I view my comparative study of Afro-Americans and Black immigrants as not just basic demographic or even social demographic work, but also as a way to help us better understand the mechanisms driving ethnoracial inequality in the United States.
IDS: Your IDS seed grant project is called “Self-Selection, Local Context, and Black Infant Health in the United States: Testing a Theory of Geographic Ethnoracism.” What do you mean when you talk about geographic ethnoracism?
Ifatunji: Ethnoracism is a bit different than racism in that it allows us to think about the use of nonphysical cues, markers, or symbols in the process of racialization. These can be things like language or religion. Geographic ethnoracism is just the proposition that the experience of ethnoracial groups varies by political geographies.
IDS: Many researchers have compared the health of children of US-born Black parents relative to foreign-born Black parents. How are you expanding on that work in this project?
Ifatunji: I’m comparing the infant health of African Americans and Black immigrants. And while other researchers have done this, there is a real gap in our understanding of contextual factors for why infant health varies between these groups. Previous work has mostly argued that the reason Black immigrants have healthier babies than African Americans is because they have, as a population, better health behaviors, higher socioeconomic status and standing, better nutrition and diet, and so on.

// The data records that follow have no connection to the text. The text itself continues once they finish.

PR #9, opened 2020-05-18
add RuntimeData field to VirtualMachine

zhiqiangxu:
This `RuntimeData` can be used to persist runtime status  for `wasm`.

### DIFF
--- a/wasm/vm.go
+++ b/wasm/vm.go
@@ -20,6 +20,7 @@ type (
 		Globals       []uint64
 
 		OperandStack *VirtualMachineOperandStack
+		RuntimeData  interface{}
 	}
 
 	NativeFunctionContext struct {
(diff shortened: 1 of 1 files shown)


wasm/vm.go
```diff
@@ -20,6 +20,7 @@ type (
 		Globals       []uint64
 
 		OperandStack *VirtualMachineOperandStack
+		RuntimeData  interface{}
```
mathetake, line 23: could you please add the explanation of what this for?

zhiqiangxu: Added some comment.

zhiqiangxu:
> @zhiqiangxu thank you for this!
> 
> I think this would be helpful in some cases. Just for curious, do you have any specific example or use case of this field? I think we would better add some examples in this PR's description for future users
> 
> Thanks!

This field essentially attaches a piece of dedicated data to `VirtualMachine` so that no extra lookup is required, I have a similar field in my previous project: https://github.com/zhiqiangxu/qrpc/blob/master/frame.go#L15

PR #21, opened 2021-03-11
Fix table index bug

Gaboose:
Hi @mathetake! First of all, nice work with this project!

I tried running a rust-compiled hello world program with the `wasm32-wasi` target, started adding the required methods into the `wasi` package, and was pretty excited to get it working, but then kept getting a `function signature mismatch` panic from the `callIndirect` function in `vm_call.go`. It took me quite a while to debug, and I got to understand the wasm binary format way better because of it, but finally found the culprit:

There's a classic bug in the code that populates the table index space. This loop:
```go
for i, b := range elem.Init {
	table[i+offset] = &b
}
```
Takes the pointer of the temporary variable, which is reused on every iteration. The fix is just to use `table[i+offset] = &elem.Init[i]`.

Hope you see this pull request, and merge it! I want to contribute some more code to the `wasi` package afterwards.

### DIFF
--- a/wasm/module.go
+++ b/wasm/module.go
@@ -121,40 +121,48 @@ func (m *Module) buildIndexSpaces(externModules map[string]*Module) error {
 
 func (m *Module) resolveImports(externModules map[string]*Module) error {
 	for _, is := range m.SecImports {
-		em, ok := externModules[is.Module]
-		if !ok {
-			return fmt.Errorf("failed to resolve import of module name %s", is.Module)
-		}
-
-		es, ok := em.SecExports[is.Name]
-		if !ok {
-			return fmt.Errorf("%s not exported in module %s", is.Name, is.Module)
-		}
-
-		if is.Desc.Kind != es.Desc.Kind {
-			return fmt.Errorf("type mismatch on export: got %#x but want %#x", es.Desc.Kind, is.Desc.Kind)
-		}
-		switch is.Desc.Kind {
-		case 0x00: // function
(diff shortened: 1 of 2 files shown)


wasm/module.go
```diff
@@ -318,13 +326,13 @@ func (m *Module) buildTableIndexSpace() error {
 		if size > len(table) {
 			next := make([]*uint32, size)
 			copy(next, table)
-			for i, b := range elem.Init {
-				next[i+offset] = &b
+			for i := range elem.Init {
+				next[i+offset] = &elem.Init[i]
```
mathetake, line 330:
```suggestion
			for _, elm := range elem.Init {
				next[i+offset] = &elm
```

wasm/module.go
```diff
@@ -318,13 +326,13 @@ func (m *Module) buildTableIndexSpace() error {
...
 			}
 			m.IndexSpace.Table[elem.TableIndex] = next
 		} else {
-			for i, b := range elem.Init {
-				table[i+offset] = &b
+			for i := range elem.Init {
+				table[i+offset] = &elem.Init[i]
```
mathetake, line 335:
```suggestion
			for i, elm := range elem.Init {
				table[i+offset] = &elm
```

mathetake (commented):
@Gaboose thank you so much! Actually I have been aware of this Go-newbie bug since #16 is submitted, but never got to have a time to fix til now. 

LGTM ~modulo some nits.~ Thank you!

PR #27, opened 2021-10-01
Add Wasm Specification tests (v1.0).

mathetake:
This PR will add all the test suites to verify that the VM complies with the semantics specified by Wasm specification 1.0, and do some refactoring after my hiatus from this project.

v1.1 will come later:D.


mathetake:
The purpose of this also include building the base line of performance and allow me to do tons of optimizations I can think of.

I have speculated that via ethnoracialization and ethnoracism, people have different ethnoracial stereotypes about African Americans and Black immigrants. And because of this, Black immigrants have better relationships with Whites.

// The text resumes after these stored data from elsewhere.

PR #37, opened 2021-10-27
build: go 1.16 support by adding +build comments alongside go:build ones

bobby-stripe:
I believe this is the way to enable both go1.16 and go1.17+ support.

### DIFF
--- a/go.mod
+++ b/go.mod
@@ -1,6 +1,6 @@
 module github.com/tetratelabs/wazero
 
-go 1.17
+go 1.16
 
 require github.com/stretchr/testify v1.5.1
 
--- a/go.mod
+++ b/go.mod
@@ -3,9 +3,3 @@ module github.com/tetratelabs/wazero
 go 1.16
 
 require github.com/stretchr/testify v1.5.1
-
-require (
-	github.com/davecgh/go-spew v1.1.0 // indirect
-	github.com/pmezard/go-difflib v1.0.0 // indirect
-	gopkg.in/yaml.v2 v2.2.2 // indirect
-)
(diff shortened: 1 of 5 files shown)


codefromthecrypt:
I rebased this since main drifted a bit

mathetake (approved):

codefromthecrypt:
Thanks for the help @bobby-stripe!

codefromthecrypt:
#46 adds CI for go 1.16. A later PR will reduce build flags to reduce compilation drift.

bobby-stripe:
thanks for merging this!

codefromthecrypt:
analysis on pros and cons of the last remaining build flag https://github.com/tetratelabs/wazero/pull/52

bobby-stripe:
@codefromthecrypt yup! we are

bobby-stripe:
happy to have this rolled back if its a burden

codefromthecrypt:
mainly we are thinking about how to handle trailing versions, as 1.18 is coming soon! I might preemptively roll back 1.16 and see if anyone else screams 😎 thanks for the feedback!

codefromthecrypt:
before I pull the trigger on removing 1.16.. @pkedy @pims @cretz @wuhuizuo @wdvxdr1123 can you mention if you require 1.16 and/or how close you are to needing 1.18? Currently, we don't test with 1.18 betas. It would be convenient to only test two versions of go, when it comes out (1.17 and 1.18).

pims:
I’m using 1.17 and no immediate plan to upgrade to 1.18.

codefromthecrypt:
I think @pkedy is busy, but considering dapr set floor level to go 1.17 I think we should be able to proceed. there are a lot of perf advantages to this.

codefromthecrypt:
https://github.com/tetratelabs/wazero/pull/317 will move to floor 1.17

To get at this question, we use a county level of analysis. We look at the percentage of the population that is White in a county and how it might be associated with differential health outcomes for infants. In the study, my coauthor and I show that Black immigrants who live in Whiter counties have healthier babies, but African Americans do not. This is a comparison within the same counties. And it doesn’t matter for African American kids whether they are state-to-state migrants or whether they have grown up in that state. So geographic ethnoracism essentially proposes that differential treatment of African-Americans and Black immigrants by Whites varies by geographic locations.
This lines up with what people in population health fields are calling structural racism. There’s not really a clear way to study structural racism right now, but these area-level analyses are emerging to help us better understand structural racism.

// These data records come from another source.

PR #41, opened 2021-11-03
Introduce wazero's IR and add its compiler/interpreter

mathetake:
This commit introduces the wazero's IR (called `wazeroir` ) as a building block for future JIT compilation engine. 
Notably this adds `wazeroir` package and the implementation of the IR compiler, and also 
its direct interpreter.

The wazeroir is inspired by microwasm format (a.k.a. LightbeamIR), previously used
in the lightbeam JIT compiler in Wasmtime, though it is not specified and only exists
in [the previous codebase of wasmtime](https://github.com/bytecodealliance/wasmtime/blob/v0.29.0/crates/lightbeam/src/microwasm.rs).
The main difference from microwasm is that it doesn't have block operations
in order to simplify the implementation.

The wazeroir direct interpreter passes 100% of Wasm specification tests, and fully compatible just like 
`naivevm` interpreter.

Here's the example output of wazero IR translation from the Wasm function of factorial 

Wast:

```wat
  (func $fac (param i64) (result i64)
    (if (result i64) (i64.eqz (local.get 0))
      (then (i64.const 1))
      (else
        (i64.mul
          (local.get 0)
          (call $fac (i64.sub (local.get 0) (i64.const 1)))
        )
      )
    )
  )
```

wazeroir:

```
.entrypoint:
	pick 0
	i64.eqz
	br_if .L2, .L2_else
.L2:
	i64.const 1
	br .L2_cont
.L2_else:
	pick 0
	pick 1
	i64.const 1
	i64.sub
	call 24
	i64.mul
	br .L2_cont
.L2_cont:
	drop 1..1
	br .return
```


wasm/microwasm/operations.go
```diff
@@ -0,0 +1,591 @@
+package microwasm
```
codefromthecrypt, line 1: comment somewhere in this file a permalink to the spec for things basically following it. This helps later on updates (ex 1.0 to 1.1 and so forth) as well to understand what is spec-driven vs choice (ex no need to debate naming on things in the spec)

wasm/microwasm/operations.go
```diff
@@ -0,0 +1,591 @@
...
+	return OperationKindEq
+}
+
+type OperationNe SignLessInt
+
+func (o *OperationNe) Kind() OperationKind {
+	return OperationKindNe
+}
+
+type OperationEqz SignLessInt
```
codefromthecrypt, line 359: if at the top of the file, there's a link to the overall spec, I don't mind adding a commit to backfill comments per type. They would be like

```
// OperationEqz implements X ex foo = bar
// See https:// direct path to OperationEqz
```

we can assume that unlike GitHub code links spec links are permalinks even if sometimes they mess that up, it is usually mechanical to fix. GitHub code links are less ideal

codefromthecrypt (commented):
meta comment which I can help with if you point me to where to look

wasm/microwasm/compiler.go
```diff
@@ -0,0 +1,503 @@
...
+	}
+	for _, t := range f.Signature.InputTypes {
+		emitLocal(t)
+	}
+	for _, t := range f.LocalTypes {
+		emitLocal(t)
+	}
+
+	// Insert the function control frame.
+	returns := make([]SignlessType, len(f.Signature.ReturnTypes))
```
mathetake, line 94:
```suggestion
	returns := make([]SignlessType, 0, len(f.Signature.ReturnTypes))
```

mathetake:
progress: 90% done for translation, 0% for direct interpreter

mathetake:
progress: 100% done for translation/compilation, 20% for direct interpreter

mathetake:
progress: 100% done for translation/compilation, 100% for direct interpreter

now debugging the implementation and the followings tests are not yet passed by the interpreter:
```
align.wast.wast
float_exprs.wast
labels.wast
left-to-right.wast
memory.wast
start.wast
```

mathetake:
6 cases in  `float_exprs.wast` are the only things to burn! 🔥

mathetake:
Passed all the spec tests!

wasm/microwasm/interpreter.go
```diff
@@ -295,7 +293,7 @@ func (it *interpreter) lowerMicrowasm(f *wasm.FunctionInstance,
 			op.b1 = byte(o.Type)
 			op.us = make([]uint64, 2)
 			op.us[0] = uint64(o.Arg.Alignment)
-			op.us[0] = uint64(o.Arg.Offest)
+			op.us[1] = uint64(o.Arg.Offest)
```
mathetake, line 296: hehe this was the culprit 😄

wasm/spectests/util.go
```diff
@@ -0,0 +1,200 @@
+package spectests
```
mathetake, line 1: note this is just moved from spec_test.go so we can reuse it in wazeroir/compier_test.go

wasm/spectests/spec_test.go
```diff
@@ -202,173 +30,190 @@ func TestSpecification(t *testing.T) {
...
-								assert.Equal(t, len(exps), len(vals), msg) &&
-								assert.Equal(t, len(exps), len(types), msg) {
-								for i, exp := range exps {
-									assertValueEq(t, vals[i], exp, types[i], msg)
+			for _, tc := range []struct {
+				name   string
+				engine wasm.Engine
+			}{
+				{engine: naivevm.NewEngine(), name: "naivevm"},
+				{engine: wazeroir.NewEngine(), name: "wazeroir_interpreter"},
```
mathetake, line 43: now we have two interpreter which are 100% compatible with the spec!

codefromthecrypt (commented):
started review. I pushed a few commits vs having you slave to complete them. if you feel strongly against, revert! I'll continue reviewing also

wasm/spectests/util.go
```diff
@@ -0,0 +1,175 @@
...
+		// TODO:
+	case "assert_unlinkable":
+		// TODO:
+	case "assert_uninstantiable":
+		// TODO:
+	}
+	return "{" + msg + "}"
+}
+
+func (c Command) GetAssertReturnArgs() []uint64 {
```
codefromthecrypt, line 108: maybe comment somewhere why all return vals are coerced to uint64.. is this because it is the widest type and we reduce bits as needed upon evaluation?

codefromthecrypt:
I pulled some text from your PR desc into a RATIONALE.md. This will help as we make modifications, to have a place to store important "why"s

RATIONALE.md
```diff
@@ -0,0 +1,13 @@
+# Notable rationale of wazero
+
+## wazeroir
+wazero's intermediate representation (IR) is called `wazeroir`. Compiling into an IR provides us a faster interpreter
+and a building block for a future JIT compilation engine. Both of these help answer demands for a more performant
+runtime vs interpreting Wasm directly (the `naivevm` interpreter).
+
+### Intermediate Representation (IR) design
+`wazeroir`'s initial design borrowed heavily from the defunct `microwasm` format (a.k.a. LightbeamIR). Notably,
+`wazeroir` doesn't have block operations: this simplifies the implementation.
```
codefromthecrypt, line 10: does this have any impact? For example, what do we lose without block operations? Is it just for humans reading the IR? or is there a functionality or perf degrade resulting?

wasm/store.go
```diff
@@ -447,20 +447,26 @@ func (s *Store) buildFunctionInstances(module *Module, target *ModuleInstance) (
...
-		}
-
 		target.Functions = append(target.Functions, f)
 		s.Functions = append(s.Functions, f)
 	}
+
+	// We compile functions after successfully finished analyzing all functions.
+	// This is not only because we want to do early feedback on malicious binaries,
+	// but also during the compilation phase, the compilers have to see all the possible
+	// functions' signatures in the module instance.
```
codefromthecrypt, line 464: grammar

```suggestion
	// function signatures in the module instance.
```

RATIONALE.md
mathetake: I think nothing to loose -- it is just a convenience layer for removing unused blocks in lightbeam code, but I realized that it's redundant, and we could achieve that without block operations (though I haven't done it yet).

wasm/engine.go
```diff
@@ -6,3 +6,13 @@ type Engine interface {
 	Call(f *FunctionInstance, args ...uint64) (returns []uint64, err error)
 	Compile(f *FunctionInstance) error
 }
+
+type NopEngine struct{}
```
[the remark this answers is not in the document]
mathetake: I think now we could remove this NopEngine -- I just used this in compiler_test.go but all the objectives there are achieved by spec_test.go so I will remove this!

wasm/spectests/util.go
mathetake: this is not only the place where we have all in uint64 -- Wasm only has int32,int64(unsigned),float32,float64 and we have to represent them in one type and that's why we use uint64 for all types here and elsewhere.

.gitignore
```diff
@@ -0,0 +1 @@
+/.idea
```
mathetake, line 1: I would prefer you would put this in ~/.gitignore as this is not generated by this project :D @codefromthecrypt

wasm/wazeroir/compiler.go
```diff
@@ -0,0 +1,1480 @@
...
+			break operatorSwitch
+		}
+
+		// Create a new frame -- entering this block.
+		frame := &controlFrame{
+			frameID:          c.nextID(),
+			originalStackLen: len(c.stack),
+			kind:             controlFrameKindBlockWithoutContinuationLabel,
+		}
+		frame.asBranchTarget()
```
mathetake, line 200: seems unnecessary 😄 
```suggestion
```

wasm/wazeroir/interpreter.go
```diff
@@ -0,0 +1,1502 @@
...
+			}
+		case OperationKindDrop:
+			{
+				it.drop(op.rs[0])
+				frame.pc++
+			}
+		case OperationKindSelect:
+			{
+				c := it.pop()
+				v2 := it.pop()
```
codefromthecrypt, line 601: do we check length anywhere? ex `requireLen(4, it)` sometimes in parsing it is easier to evaluate preconditions so you can pop freely later.

wasm/wazeroir/interpreter.go
```diff
@@ -0,0 +1,1502 @@
...
+				switch SignLessType(op.b1) {
+				case SignLessTypeI32, SignLessTypeI64:
+					v2, v1 := it.pop(), it.pop()
+					b = v1 != v2
+				case SignLessTypeF32:
+					v2, v1 := it.pop(), it.pop()
+					b = math.Float32frombits(uint32(v2)) != math.Float32frombits(uint32(v1))
+				case SignLessTypeF64:
+					v2, v1 := it.pop(), it.pop()
+					b = math.Float64frombits(v2) != math.Float64frombits(v1)
```
codefromthecrypt, line 768: fromBits here and elsewhere

wasm/wazeroir/interpreter.go
```diff
@@ -0,0 +1,1502 @@
...
+}
+
+func (it *interpreter) callNativeFunc(f *interpreterFunction) {
+	frame := &interpreterFrame{f: f}
+	memoryInst := frame.f.moduleInstance.Memory
+	globals := frame.f.moduleInstance.Globals
+	tables := f.moduleInstance.Tables
+	it.pushFrame(frame)
+	bodyLen := uint64(len(frame.f.body))
+	for frame.pc < bodyLen {
```
codefromthecrypt, line 538: add a TODO or mental note to comment either on the constants or each case block what the operation implies in terms of how many if any args are popped and what if anything we expect to push, if there are any expected handled errors (ex overflow returns zero value or whatever). Main idea isn't to copy the spec, just a one max 2 line overview per non-trivial op

wasm/wazeroir/interpreter.go
```diff
@@ -0,0 +1,1502 @@
...
+		case OperationKindStore32:
+			{
+				val := uint32(it.pop())
+				base := op.us[1] + it.pop()
+				binary.LittleEndian.PutUint32(memoryInst.Buffer[base:], val)
+				frame.pc++
+			}
+		case OperationKindMemorySize:
+			{
+				v := uint64(int32(uint64(len(frame.f.moduleInstance.Memory.Buffer)) / wasm.PageSize))
```
codefromthecrypt, line 709: comment why the casting in an out is going on

wasm/wazeroir/signature.go
```diff
@@ -0,0 +1,376 @@
...
+		in:  []SignLessType{SignLessTypeF64, SignLessTypeF64},
+		out: []SignLessType{SignLessTypeF64},
+	}
+	signature_UnknownUnkownI32_Unknown = &signature{
+		in:  []SignLessType{SignLessTypeUnknown, SignLessTypeUnknown, SignLessTypeI32},
+		out: []SignLessType{SignLessTypeUnknown},
+	}
+)
+
+// wasmOptcodeSignature returns the signature of given Wasm optcode.
```
codefromthecrypt, line 145: maybe comment how this is intended to be used? maybe this is for validation?

wasm/wazeroir/signature.go
```diff
@@ -0,0 +1,376 @@
...
+		return signature_None_I32, nil
+	case wasm.OptCodeI64Const:
+		return signature_None_I64, nil
+	case wasm.OptCodeF32Const:
+		return signature_None_F32, nil
+	case wasm.OptCodeF64Const:
+		return signature_None_F64, nil
+	case wasm.OptCodeI32eqz:
+		return signature_I32_I32, nil
+	case wasm.OptCodeI32eq, wasm.OptCodeI32ne, wasm.OptCodeI32lts,
```
codefromthecrypt, line 266: I'm guessing that due to number of ops we aren't creating constants of each op including their signature.. if were not burdensome I might just because code navigation could easily link to the signature which could be helpful elsewhere when we are thinking about the signature implications of an op. For example, here we can do a reference search and then look in the case statement to figure it out. That's good also, though more indirect vs having the signature a field of the op

wasm/wazeroir/wazeroir.go
```diff
@@ -0,0 +1,12 @@
...
+// The wazeroir is inspired by microwasm format (a.k.a. LightbeamIR), previously used
+// in the lightbeam JIT compiler in Wasmtime, though it is not specified and only exists
+// in the previous codebase of wasmtime
+// e.g. https://github.com/bytecodealliance/wasmtime/blob/v0.29.0/crates/lightbeam/src/microwasm.rs
+//
+// The main difference from microwasm is that it doesn't have block operations
+// in order to simplify the implementation.
+// This package also has an implementation of direct interpreter of wazeroir which
+// implements the wasm.Engine interface, meaning that it can be used as an engine
+// of wazero runtime.
```
codefromthecrypt, line 11: you can put a code note here to look at the RATIONALE.md for a more complete description. that would allow a reduction of lines here

codefromthecrypt (approved):
As everything are nit, style or things that can happen after clicking 👍

epic job and good work!

wasm/store.go
```diff
@@ -447,20 +447,26 @@ func (s *Store) buildFunctionInstances(module *Module, target *ModuleInstance) (
...
-			return rollbackFuncs, fmt.Errorf("compilation failed at index %d/%d: %v", codeIndex, len(module.FunctionSection), err)
-		}
-
 		target.Functions = append(target.Functions, f)
 		s.Functions = append(s.Functions, f)
 	}
+
+	// We compile functions after successfully finished analyzing all functions.
+	// This is not only because we want to do early feedback on malicious binaries,
+	// but also during the compilation phase, the compilers have to see all the possible
```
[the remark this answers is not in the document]
mathetake: oh yeah the spectest fails when we revert this :D

wasm/wazeroir/compiler.go
```diff
@@ -0,0 +1,1480 @@
...
+	f      *wasm.FunctionInstance
+	result []Operation
+}
+
+func (c *compiler) stackDump() string {
+	strs := make([]string, 0, len(c.stack))
+	for _, s := range c.stack {
+		strs = append(strs, s.String())
+	}
+	return "[" + strings.Join(strs, ", ") + "]"
```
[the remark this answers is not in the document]
mathetake: oh yeah but in that case you have to eliminate the last "," from the tail before appending "]" 😄  that's why intentionally used strings.Join and +.

wasm/spectests/util.go
codefromthecrypt: would it hurt to use a type for []uint64 where the intent is the same? That would allow consolidation of the intent which is to be the widest type to handle all arg types.

.gitignore
codefromthecrypt: the main risk of leaving out well known IDE paths is that pull requests from external devs end up including them. while I can do this, it is generally friendly to ignore widely used IDE files.

codefromthecrypt: done anyway, just that's why!

mathetake: hehe thanks, I understand your rationale! :D

codefromthecrypt: yeah because we will have to tell a potential noob this in various operating system dialects.

```bash
$ git config --global core.excludesFile '~/.gitignore'
$ echo .idea >> ~/.gitignore
```

but it maybe won't come up so we can wait and see!

wasm/wazeroir/interpreter.go
```diff
@@ -0,0 +1,1502 @@
...
+		case *OperationFConvertFromI:
+			op.b1 = byte(o.InputType)
+			op.b2 = byte(o.OutputType)
+		case *OperationF32DemoteFromF64:
+		case *OperationF64PromoteFromF32:
+		case *OperationI32ReinterpretFromF32,
+			*OperationI64ReinterpretFromF64,
+			*OperationF32ReinterpretFromI32,
+			*OperationF64ReinterpretFromI64:
+			// Reinterpret ops are essentially nop for interpreter mode.
```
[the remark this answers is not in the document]
mathetake: because we treat all values as uint64, and the reinterpret is only used at module validation phase to check type soundness of all the operations.

wasm/wazeroir/interpreter.go
mathetake: the bit size is different from the above :D

wasm/wazeroir/interpreter.go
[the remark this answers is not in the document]
codefromthecrypt: sorry I meant comment why :D

wasm/wazeroir/interpreter.go
mathetake: as I commented https://github.com/tetratelabs/wazero/blob/microwasm/wasm/wazeroir/compiler.go#L64-L67, the stack operations are always valid at this runtime phase -- operations are already statically checked at module validation phase before compilation : https://github.com/tetratelabs/wazero/blob/microwasm/wasm/store.go#L445

wasm/wazeroir/interpreter.go
codefromthecrypt: nm that's a case format inconsistency in the stdlib!

wasm/wazeroir/compiler.go
```diff
@@ -0,0 +1,1480 @@
...
+		)
+	case wasm.OptCodeLocalSet:
+		if index == nil {
+			return fmt.Errorf("index does not exist for local.set")
+		}
+		depth := c.localDepth(*index)
+		c.emit(
+			// +1 because we already manipulated the stack before
+			// called localDepth ^^.
+			&OperationSwap{Depth: depth + 1},
```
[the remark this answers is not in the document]
mathetake: this is also covered in spectest :D

wasm/wazeroir/compiler.go
```diff
@@ -0,0 +1,1480 @@
...
+		c.emit(
+			&OperationSelect{},
+		)
+	case wasm.OptCodeLocalGet:
+		if index == nil {
+			return fmt.Errorf("index does not exist for local.get")
+		}
+		depth := c.localDepth(*index)
+		c.emit(
+			// -1 because we already manipulated the stack before
```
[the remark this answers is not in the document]
mathetake: same -- covered in spectests :D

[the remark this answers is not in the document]
codefromthecrypt: good to hear the spectests are good at edge cases!

mathetake:
@codefromthecrypt thanks for the review on this massive PR :D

IDS: How does this work contribute to diversity science?
Ifatunji: One of the areas that I think this study offers a lot of promise is that the comparative study of African Americans and Black immigrants highlights how diverse the US Black population really is. It doesn’t make sense to treat this population as a homogeneous group. My research also helps us better understand the experiences of an understudied and growing population, foreign-born Blacks. Finally, I hope that this work can help to show how important context – especially geographic context – is for policies and intervention programs that aim to improve the health of Black infants in the United States.